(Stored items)
# # # # #

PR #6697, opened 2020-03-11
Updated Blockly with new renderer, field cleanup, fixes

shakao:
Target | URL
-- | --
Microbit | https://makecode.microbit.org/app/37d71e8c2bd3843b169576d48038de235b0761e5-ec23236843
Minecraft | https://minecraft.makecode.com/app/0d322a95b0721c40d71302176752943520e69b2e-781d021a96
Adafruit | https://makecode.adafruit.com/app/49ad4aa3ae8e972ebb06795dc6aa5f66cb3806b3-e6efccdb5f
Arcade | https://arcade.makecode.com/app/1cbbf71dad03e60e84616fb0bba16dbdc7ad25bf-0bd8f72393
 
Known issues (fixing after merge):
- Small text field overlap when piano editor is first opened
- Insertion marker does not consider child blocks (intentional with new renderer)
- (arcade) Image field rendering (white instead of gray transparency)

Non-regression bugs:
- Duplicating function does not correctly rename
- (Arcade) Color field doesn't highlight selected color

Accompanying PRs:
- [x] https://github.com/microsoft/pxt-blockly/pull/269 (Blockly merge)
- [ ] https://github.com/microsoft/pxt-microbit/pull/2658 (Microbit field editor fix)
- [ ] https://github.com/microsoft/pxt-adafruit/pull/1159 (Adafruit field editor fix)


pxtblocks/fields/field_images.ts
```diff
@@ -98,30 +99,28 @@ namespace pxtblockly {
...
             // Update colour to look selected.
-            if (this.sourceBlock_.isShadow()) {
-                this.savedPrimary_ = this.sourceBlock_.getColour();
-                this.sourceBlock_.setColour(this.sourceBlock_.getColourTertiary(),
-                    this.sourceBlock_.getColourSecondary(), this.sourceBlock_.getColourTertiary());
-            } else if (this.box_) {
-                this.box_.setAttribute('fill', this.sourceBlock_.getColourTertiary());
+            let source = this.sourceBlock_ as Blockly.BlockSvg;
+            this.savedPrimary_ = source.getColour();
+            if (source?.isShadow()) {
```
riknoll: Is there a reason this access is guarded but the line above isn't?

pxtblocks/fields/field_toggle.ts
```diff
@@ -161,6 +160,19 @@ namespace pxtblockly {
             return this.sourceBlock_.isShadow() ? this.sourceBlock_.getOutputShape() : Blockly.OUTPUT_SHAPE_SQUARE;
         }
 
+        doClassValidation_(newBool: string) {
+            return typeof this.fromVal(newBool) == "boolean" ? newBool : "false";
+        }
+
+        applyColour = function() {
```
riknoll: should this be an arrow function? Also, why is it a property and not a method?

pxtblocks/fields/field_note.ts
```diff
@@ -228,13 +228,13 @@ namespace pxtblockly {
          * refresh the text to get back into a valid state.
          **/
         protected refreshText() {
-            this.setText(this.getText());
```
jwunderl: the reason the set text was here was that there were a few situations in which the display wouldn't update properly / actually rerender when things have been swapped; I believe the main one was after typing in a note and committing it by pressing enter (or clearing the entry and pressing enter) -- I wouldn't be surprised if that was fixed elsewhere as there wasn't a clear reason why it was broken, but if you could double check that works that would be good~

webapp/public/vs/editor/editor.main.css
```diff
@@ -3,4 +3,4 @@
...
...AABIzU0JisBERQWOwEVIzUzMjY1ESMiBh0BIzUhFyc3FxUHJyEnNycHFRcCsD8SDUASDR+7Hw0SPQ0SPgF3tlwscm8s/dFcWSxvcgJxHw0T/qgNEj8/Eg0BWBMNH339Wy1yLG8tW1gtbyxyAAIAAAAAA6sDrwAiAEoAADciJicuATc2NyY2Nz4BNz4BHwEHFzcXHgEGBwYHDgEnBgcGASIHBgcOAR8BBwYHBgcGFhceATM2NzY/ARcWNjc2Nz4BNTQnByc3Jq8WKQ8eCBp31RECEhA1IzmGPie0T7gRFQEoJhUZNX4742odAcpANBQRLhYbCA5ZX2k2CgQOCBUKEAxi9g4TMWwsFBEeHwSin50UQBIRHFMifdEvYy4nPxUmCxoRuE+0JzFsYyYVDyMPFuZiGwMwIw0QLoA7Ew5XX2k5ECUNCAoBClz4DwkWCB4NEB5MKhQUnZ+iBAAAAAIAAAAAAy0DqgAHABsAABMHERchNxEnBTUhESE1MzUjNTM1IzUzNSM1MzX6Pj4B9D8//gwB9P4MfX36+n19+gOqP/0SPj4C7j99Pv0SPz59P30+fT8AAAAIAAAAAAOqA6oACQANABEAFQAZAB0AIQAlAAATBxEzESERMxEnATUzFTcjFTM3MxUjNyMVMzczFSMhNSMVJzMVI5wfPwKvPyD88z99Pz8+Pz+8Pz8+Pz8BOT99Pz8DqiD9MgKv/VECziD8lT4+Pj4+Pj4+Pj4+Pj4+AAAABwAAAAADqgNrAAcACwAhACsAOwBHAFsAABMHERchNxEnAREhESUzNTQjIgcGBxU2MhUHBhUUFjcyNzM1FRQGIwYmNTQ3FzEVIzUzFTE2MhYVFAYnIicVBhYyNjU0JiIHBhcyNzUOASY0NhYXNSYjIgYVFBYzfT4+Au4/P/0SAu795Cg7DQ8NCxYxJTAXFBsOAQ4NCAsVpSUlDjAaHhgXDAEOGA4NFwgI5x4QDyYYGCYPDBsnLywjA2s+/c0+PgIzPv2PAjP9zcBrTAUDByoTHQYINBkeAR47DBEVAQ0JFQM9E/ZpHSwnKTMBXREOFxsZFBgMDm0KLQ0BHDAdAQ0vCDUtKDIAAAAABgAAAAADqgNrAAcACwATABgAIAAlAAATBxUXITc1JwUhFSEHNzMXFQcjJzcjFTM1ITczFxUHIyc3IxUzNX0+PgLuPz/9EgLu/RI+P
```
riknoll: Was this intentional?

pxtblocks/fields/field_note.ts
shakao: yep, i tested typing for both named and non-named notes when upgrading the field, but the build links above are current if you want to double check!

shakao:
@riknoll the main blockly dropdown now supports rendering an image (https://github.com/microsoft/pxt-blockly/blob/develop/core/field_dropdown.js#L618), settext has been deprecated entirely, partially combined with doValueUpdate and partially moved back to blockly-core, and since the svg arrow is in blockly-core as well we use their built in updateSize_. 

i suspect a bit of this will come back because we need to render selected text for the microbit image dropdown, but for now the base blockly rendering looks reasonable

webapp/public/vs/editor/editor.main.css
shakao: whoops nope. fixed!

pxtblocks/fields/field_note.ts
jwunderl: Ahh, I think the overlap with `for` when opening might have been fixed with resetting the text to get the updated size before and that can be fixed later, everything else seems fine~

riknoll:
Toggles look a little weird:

# # # # #

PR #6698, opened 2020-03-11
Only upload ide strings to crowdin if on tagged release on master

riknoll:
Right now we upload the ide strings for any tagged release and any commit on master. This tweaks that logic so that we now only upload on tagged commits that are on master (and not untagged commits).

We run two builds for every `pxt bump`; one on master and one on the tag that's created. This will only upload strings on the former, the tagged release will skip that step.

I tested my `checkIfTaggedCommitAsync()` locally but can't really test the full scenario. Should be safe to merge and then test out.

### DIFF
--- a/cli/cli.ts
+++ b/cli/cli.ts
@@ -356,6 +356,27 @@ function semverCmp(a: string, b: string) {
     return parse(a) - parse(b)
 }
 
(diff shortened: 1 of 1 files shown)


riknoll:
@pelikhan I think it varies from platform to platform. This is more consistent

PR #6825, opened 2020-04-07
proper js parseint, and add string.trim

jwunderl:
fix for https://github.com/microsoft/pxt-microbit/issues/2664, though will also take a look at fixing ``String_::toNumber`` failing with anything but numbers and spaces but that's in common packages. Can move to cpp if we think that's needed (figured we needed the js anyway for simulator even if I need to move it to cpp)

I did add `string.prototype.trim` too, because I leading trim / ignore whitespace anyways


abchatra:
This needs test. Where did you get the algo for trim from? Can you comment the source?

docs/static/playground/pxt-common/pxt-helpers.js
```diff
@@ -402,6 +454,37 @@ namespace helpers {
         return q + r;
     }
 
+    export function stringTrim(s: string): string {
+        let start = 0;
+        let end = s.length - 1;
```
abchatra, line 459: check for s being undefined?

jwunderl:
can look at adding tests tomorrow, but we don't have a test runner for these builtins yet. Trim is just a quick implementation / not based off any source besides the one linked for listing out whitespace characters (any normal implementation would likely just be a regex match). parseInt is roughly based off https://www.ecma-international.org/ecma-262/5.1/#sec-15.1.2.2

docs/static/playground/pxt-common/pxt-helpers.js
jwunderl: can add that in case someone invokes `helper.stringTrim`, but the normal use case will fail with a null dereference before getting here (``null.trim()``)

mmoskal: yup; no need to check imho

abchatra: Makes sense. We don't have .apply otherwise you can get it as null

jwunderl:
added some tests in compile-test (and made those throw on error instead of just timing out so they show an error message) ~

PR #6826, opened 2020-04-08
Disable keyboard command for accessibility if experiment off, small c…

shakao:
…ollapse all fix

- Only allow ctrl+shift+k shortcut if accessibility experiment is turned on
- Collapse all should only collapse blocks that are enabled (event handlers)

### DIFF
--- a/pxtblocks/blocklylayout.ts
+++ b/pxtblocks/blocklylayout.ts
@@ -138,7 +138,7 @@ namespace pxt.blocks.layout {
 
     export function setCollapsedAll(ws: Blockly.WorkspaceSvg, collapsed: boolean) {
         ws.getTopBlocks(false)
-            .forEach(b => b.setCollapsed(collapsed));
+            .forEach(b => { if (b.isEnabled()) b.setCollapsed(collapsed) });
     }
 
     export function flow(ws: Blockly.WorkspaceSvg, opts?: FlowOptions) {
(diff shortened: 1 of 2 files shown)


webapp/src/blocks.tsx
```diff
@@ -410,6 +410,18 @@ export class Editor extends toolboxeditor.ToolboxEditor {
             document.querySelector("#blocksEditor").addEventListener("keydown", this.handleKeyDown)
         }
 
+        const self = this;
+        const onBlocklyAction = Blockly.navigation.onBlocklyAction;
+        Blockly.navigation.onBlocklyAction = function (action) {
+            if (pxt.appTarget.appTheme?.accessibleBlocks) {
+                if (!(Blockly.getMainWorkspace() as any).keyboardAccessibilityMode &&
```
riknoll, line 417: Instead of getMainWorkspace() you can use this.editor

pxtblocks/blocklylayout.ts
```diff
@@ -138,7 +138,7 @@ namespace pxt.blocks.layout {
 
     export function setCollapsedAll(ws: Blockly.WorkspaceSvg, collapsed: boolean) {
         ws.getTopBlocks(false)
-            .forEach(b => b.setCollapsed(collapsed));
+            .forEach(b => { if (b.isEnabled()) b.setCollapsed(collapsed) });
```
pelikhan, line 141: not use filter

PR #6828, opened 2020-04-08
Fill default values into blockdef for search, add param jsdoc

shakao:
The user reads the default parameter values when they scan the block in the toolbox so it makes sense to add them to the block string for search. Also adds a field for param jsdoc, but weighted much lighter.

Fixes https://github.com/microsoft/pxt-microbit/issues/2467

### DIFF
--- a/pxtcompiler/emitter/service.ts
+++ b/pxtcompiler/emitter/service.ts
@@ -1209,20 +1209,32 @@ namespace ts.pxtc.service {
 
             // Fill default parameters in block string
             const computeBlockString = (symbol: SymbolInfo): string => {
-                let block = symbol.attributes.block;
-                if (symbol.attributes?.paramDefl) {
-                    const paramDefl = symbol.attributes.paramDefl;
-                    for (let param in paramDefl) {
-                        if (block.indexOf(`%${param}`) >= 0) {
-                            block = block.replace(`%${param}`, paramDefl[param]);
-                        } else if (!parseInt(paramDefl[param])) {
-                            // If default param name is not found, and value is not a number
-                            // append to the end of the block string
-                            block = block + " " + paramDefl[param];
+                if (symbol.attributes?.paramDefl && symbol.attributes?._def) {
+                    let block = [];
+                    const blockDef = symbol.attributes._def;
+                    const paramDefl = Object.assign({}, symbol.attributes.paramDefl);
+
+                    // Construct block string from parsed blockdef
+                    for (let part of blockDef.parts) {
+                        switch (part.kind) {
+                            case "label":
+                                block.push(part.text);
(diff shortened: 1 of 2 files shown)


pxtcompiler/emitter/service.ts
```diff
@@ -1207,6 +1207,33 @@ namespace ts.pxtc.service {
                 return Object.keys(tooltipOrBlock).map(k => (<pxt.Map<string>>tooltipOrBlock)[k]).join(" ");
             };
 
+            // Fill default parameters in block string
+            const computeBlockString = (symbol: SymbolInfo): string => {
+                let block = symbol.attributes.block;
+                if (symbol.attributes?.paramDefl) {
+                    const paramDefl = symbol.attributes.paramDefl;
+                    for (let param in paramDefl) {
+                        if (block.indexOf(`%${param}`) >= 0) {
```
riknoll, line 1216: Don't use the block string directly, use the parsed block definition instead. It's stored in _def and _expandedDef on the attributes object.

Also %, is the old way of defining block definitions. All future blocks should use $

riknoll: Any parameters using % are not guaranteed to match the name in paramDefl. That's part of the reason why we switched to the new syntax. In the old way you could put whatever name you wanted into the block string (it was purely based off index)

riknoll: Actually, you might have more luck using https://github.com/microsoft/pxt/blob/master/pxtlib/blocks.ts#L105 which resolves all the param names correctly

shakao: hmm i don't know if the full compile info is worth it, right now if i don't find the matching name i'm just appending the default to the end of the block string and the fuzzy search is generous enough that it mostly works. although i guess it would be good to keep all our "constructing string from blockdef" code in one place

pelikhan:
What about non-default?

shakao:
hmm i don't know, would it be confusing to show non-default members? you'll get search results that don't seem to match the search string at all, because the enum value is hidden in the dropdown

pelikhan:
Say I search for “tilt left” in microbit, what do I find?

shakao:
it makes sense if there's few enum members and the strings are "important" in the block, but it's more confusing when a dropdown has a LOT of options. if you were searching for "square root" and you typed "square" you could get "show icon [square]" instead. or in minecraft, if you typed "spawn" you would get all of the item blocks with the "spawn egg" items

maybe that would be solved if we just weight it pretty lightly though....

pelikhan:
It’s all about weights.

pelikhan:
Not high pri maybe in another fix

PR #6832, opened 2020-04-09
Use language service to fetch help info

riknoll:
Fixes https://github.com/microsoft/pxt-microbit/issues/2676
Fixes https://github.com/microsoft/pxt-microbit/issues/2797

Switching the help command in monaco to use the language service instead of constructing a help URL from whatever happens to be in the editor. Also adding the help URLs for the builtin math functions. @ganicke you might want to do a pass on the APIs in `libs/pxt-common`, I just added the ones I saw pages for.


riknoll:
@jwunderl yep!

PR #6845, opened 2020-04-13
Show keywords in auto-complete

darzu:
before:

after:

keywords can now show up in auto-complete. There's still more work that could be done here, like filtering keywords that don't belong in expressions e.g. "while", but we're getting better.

# # # # #

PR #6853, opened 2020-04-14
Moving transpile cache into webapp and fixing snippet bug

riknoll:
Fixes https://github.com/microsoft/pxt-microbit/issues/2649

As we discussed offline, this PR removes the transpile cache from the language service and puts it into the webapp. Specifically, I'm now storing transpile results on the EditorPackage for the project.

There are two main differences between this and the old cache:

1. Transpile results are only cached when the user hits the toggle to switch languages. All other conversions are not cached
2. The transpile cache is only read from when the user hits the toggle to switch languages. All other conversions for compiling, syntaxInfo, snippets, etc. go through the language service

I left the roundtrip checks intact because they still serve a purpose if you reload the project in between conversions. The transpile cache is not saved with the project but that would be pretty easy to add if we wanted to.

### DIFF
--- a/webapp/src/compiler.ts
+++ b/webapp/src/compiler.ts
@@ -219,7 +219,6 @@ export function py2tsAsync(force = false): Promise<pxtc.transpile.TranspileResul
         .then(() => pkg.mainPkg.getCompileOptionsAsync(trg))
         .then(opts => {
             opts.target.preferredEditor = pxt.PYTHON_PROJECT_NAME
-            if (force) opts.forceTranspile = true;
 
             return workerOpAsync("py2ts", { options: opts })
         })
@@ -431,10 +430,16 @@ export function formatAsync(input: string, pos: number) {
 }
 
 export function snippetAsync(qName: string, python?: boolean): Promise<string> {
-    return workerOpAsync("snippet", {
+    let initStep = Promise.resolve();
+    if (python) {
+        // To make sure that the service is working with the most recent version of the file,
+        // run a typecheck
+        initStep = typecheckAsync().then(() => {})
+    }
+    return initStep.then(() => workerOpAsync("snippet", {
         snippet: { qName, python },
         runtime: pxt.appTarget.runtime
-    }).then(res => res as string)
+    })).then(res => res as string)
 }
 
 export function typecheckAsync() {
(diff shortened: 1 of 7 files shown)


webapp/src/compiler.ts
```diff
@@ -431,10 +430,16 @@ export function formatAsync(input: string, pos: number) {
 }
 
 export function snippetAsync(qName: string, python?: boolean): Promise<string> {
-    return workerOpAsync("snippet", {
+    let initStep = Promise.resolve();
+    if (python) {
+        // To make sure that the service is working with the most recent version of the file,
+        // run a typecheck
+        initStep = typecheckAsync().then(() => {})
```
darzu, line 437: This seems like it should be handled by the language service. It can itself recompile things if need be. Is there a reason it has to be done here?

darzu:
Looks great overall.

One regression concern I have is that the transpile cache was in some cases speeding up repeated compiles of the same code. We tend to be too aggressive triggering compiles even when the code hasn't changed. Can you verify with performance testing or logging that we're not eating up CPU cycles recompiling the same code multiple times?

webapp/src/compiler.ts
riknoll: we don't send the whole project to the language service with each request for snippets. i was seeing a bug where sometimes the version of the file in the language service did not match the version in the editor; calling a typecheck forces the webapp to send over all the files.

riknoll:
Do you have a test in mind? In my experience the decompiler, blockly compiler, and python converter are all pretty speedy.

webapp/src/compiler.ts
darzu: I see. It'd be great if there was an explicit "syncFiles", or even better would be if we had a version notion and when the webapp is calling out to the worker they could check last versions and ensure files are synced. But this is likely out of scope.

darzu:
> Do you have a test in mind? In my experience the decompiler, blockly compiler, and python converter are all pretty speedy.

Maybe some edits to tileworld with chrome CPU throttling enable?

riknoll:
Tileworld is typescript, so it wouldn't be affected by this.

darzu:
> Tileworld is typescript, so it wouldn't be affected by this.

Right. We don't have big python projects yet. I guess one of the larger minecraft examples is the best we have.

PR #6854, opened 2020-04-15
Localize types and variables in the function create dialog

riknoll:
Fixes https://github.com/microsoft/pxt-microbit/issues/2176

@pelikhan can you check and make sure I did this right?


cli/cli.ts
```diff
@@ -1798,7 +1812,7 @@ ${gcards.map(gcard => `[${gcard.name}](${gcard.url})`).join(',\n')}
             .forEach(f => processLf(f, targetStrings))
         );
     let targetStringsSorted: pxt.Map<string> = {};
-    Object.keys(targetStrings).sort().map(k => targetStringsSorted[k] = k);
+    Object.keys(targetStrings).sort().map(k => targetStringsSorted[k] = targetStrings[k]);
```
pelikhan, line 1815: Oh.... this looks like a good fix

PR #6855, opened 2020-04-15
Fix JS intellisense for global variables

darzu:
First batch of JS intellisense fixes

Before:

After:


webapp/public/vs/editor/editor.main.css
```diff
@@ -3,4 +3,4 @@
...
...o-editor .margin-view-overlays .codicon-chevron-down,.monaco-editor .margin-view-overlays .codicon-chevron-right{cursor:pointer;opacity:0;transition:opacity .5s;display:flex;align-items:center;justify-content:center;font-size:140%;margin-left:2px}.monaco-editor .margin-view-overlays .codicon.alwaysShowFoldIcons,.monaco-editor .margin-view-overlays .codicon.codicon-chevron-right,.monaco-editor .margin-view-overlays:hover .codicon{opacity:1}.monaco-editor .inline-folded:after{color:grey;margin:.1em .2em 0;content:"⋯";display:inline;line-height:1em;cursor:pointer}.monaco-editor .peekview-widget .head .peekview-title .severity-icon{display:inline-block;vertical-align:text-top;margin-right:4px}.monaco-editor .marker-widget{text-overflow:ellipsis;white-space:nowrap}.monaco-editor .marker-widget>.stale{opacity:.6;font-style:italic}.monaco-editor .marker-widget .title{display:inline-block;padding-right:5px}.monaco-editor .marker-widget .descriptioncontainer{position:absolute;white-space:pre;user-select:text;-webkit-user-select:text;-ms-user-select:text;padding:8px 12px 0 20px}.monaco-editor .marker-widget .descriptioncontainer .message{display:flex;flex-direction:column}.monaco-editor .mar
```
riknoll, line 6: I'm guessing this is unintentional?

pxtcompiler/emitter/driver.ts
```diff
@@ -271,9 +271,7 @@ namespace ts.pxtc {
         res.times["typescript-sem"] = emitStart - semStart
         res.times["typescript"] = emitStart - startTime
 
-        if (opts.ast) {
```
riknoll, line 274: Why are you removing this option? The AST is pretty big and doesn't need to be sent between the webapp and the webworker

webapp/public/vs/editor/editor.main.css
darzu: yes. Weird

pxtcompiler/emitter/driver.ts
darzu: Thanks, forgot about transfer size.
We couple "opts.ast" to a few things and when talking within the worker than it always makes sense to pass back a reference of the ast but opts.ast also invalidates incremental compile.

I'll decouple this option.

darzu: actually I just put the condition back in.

# # # # #

* WORK TASK *
Copy each line in the entries above where the word "command" shows up.

* RESPONSE BOX *
Disable keyboard command for accessibility if experiment off, small c…
Switching the help command in monaco to use the language service instead of constructing a help URL from whatever happens to be in the editor. Also adding the help URLs for the builtin math functions. @ganicke you might want to do a pass on the APIs in `libs/pxt-common`, I just added the ones I saw pages for.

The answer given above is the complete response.